Brain Fog: Shanghai filmmaker gives local voice to mental health in China
It's one thing to read clinical accounts detailing the symptoms and treatments of mental illness and another to know the intimate experience of those living with them. Articles, interviews and medical papers go a long way to inform, but knowing you're not alone on your well-being journey plays a pivotal role in one's healing. And while more people are starting to share their stories, most are told by Western voices, making the many conditions that color the mental health spectrum look to be a foreign problem in China.
I spoke with Shanghai-based independent filmmaker Jidi Guo about her latest documentary, "Brain Fog." The film closely follows a small number of Chinese people living with mental illness. By sharing the stories of a brave few, Jidi paves a pathway of hope and support for the many.
What drives your work?
My projects are varied but at their root is my interest in individuals. I've always been curious about the human story, what got people to their point in life and how they see the world.
Tell me about "Brain Fog" and what you hope to achieve with it.
Globally there's been more attention directed toward mental health. And while I've seen some content produced by professionals and lifestyle publications in China, we've missed the first-person perspective. I wanted to document firsthand experiences and textured stories for people to relate to or empathize with. It's not easy to initiate a sensitive conversation, ask for help or offer support. So the goal was to create something that could be shared when we can't find the words ourselves.
The main contributors are all women, was that intentional?
Interesting you point that out. I posted an open casting call on Douban without specifying gender, age or other background requirements. It just so happened that women wanted to tell their stories. Some men reached out to ask if they could contribute behind the scenes. So we have women in front of the camera and mostly men behind it. Still, the project was meaningful to all, no matter their role.
I get the sense your focus was less about the condition and more about the person behind it?
That's correct. It was a deliberate choice not to cast or build the documentary around mental health conditions but instead look into people's lives. My job as a filmmaker was to give context and make mental health more relatable. People are not their illnesses, so I wasn't going to use that as my starting point.
It's stripped-back style-wise. Was that a conscious decision?

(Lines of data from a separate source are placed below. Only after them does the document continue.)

PR #601, opened 2024-01-06
BREAKING CHANGE: unexpected unpacked result in blockchain

### LINKED ISSUE #600: Some of the results of blockchain.*.unpack is inconsistent with `api.*`
Thanks for your PR. However, I have noticed that the `blockchain.Transaction.unpack` function behaves differently from `api.Transaction`. The `blockchain` module directly uses number codecs, which results in the unpacked output being either a `number` or a `BI`. Ideally, any type of number should be in `string(hex formatted)`. This inconsistency was not caused by your PR, but by your comment "cannot set number 0 to call pack", which drew my attention to it. To address this issue, Lumos may have to modify the `blockchain.*.unpack` function to output a `string(hex format)` instead of a `number`.

_Originally posted by @homura in https://github.com/ckb-js/lumos/issues/599#issuecomment-1878777415_

homura:
# Description

Fixes #600

This pull request fixed the unpacked result of `blockchain.*.unpack`. It now matches the RPC type, which uses hex format instead of `number` or `BI`.

```ts
const { version } = blockchain.Transaction.unpack('0x...')

// before 
typeof version === 'number' // ❌ 
version === 0 // ❌ 

// after
typeof version === 'string' // ✅
version === '0x0' // ✅
```

This bug was caused by lumos@0.20 at #413 but was never reported before #599 because the API `Transaction.unpack` or `Block.unpack` was so rarely used.

## Type of change

# How Has This Been Tested?

- [x] Unit tests involve both `pack()` and `unpack()` in `base.blockchain`

### DIFF
--- a/.changeset/rare-mugs-begin.md
+++ b/.changeset/rare-mugs-begin.md
@@ -2,4 +2,4 @@
 "@ckb-lumos/base": minor
 ---
 
-BREAKING CHANGE: unpacked number of blockchain.\*.unpack should be `Hexadecimal` instead of `number` or`BI`
+BREAKING CHANGE: unpacked number of `blockchain.*.unpack` should be `Hexadecimal` instead of `number` or`BI`
--- a/.changeset/rare-mugs-begin.md
+++ b/.changeset/rare-mugs-begin.md
@@ -1,0 +1,5 @@
+---
+"@ckb-lumos/base": minor
+---
+
+BREAKING CHANGE: unpacked number of blockchain.\*.unpack should be `Hexadecimal` instead of `number` or`BI`
--- a/packages/base/src/blockchain.ts
+++ b/packages/base/src/blockchain.ts
@@ -12,9 +12,22 @@ import {
 import { BytesCodec, FixedBytesCodec } from "@ckb-lumos/codec/lib/base";
 
 import type * as api from "./api";
-import { BI } from "@ckb-lumos/bi";
+import { BI, BIish } from "@ckb-lumos/bi";
 
-const { Uint128LE, Uint8, Uint32LE, Uint64LE } = number;
+function asHexadecimal(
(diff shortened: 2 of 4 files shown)


Keith-CY:
It works but the solution seems weird, it might be a historical issue but I still wonder why is `number` allowed when the risk of `number` is well-known

homura:
> It works but the solution seems weird, it might be a historical issue but I still wonder why is `number` allowed when the risk of `number` is well-known

I found that the problem originated from a large PR at #413. The PR removed the hex format [conversion](https://github.com/ckb-js/lumos/pull/413/files#diff-6e024e513dee3184b12b2da0fc366e84a3860b23b38e13726643beaf809894b8L355), but the reviewer didn't realize that the return value type had changed. This was because the types were annotated by being inferred from `type Transaction = UnpackResult<typeof SomeCodec>`. And there are rare scenarios in which `Transaction.unpack` is used during development because developers typically use the the `Transaction` with the [default `verbosity`](https://github.com/nervosnetwork/ckb/blob/develop/rpc/README.md#method-get_transaction) instead of the serialized one

Keith-CY (approved):

Keith-CY:
Approved but I'm still worried about the usage of `number`. My opinion might be kinda extreme, the `number` should be replaced by `string` and `big number`

homura:
> Approved but I'm still worried about the usage of `number`. My opinion might be kinda extreme, the `number` should be replaced by `string` and `big number`

It might be not consistent with some blockchain SDK, such as [typechain](https://github.com/dethcrypto/TypeChain/blob/4c9773403a2aa66bf6f5fa066e8ef1b00769c71b/packages/target-ethers-v5/src/codegen/types.ts#L61-L62). Lumos's current default number codec draws on some developer conventions from them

Yeah, at various points in the creation process, I wondered whether to add external voices or effects. In the end, I chose to leave the footage as raw and authentic as the stories shared. And it wasn't a priority for me to add expert opinion or my commentary; there's other content available for that.
What reaction has the film had?
Lots of encouraging comments are about the bravery of these women for opening up so vulnerably. People shared their own journeys, detailing struggles, symptoms, diagnoses and treatment. And recently, I've noticed the video being shared quite a bit. For me, that alone makes the project worthwhile.
What has this film taught you?
China has specific cultural and social barriers when it comes to mental health, and from what I've seen, misunderstanding is among the biggest. People with conditions are stigmatized by colleagues, friends, family members and on the dating scene. And while mental health is universal, triggers and challenges are specific to our culture. Chinese society has evolved rapidly, causing huge pressure on our people and gaps in generational understanding. Because mental health is cloaked in cultural connotations and fear, firsthand accounts that are specific to our linguistic and sociocultural context are essential in creating better awareness. The other thing I've learned is how intimidating the health care system can be. Everything from diagnosis to treatment is hard to navigate and even harder to afford.
I'm always on the lookout for new stories, but there's nothing concrete yet. For now, I'm proud to bring this documentary to the public and happy to see Shanghai Daily flying a flag for mental health.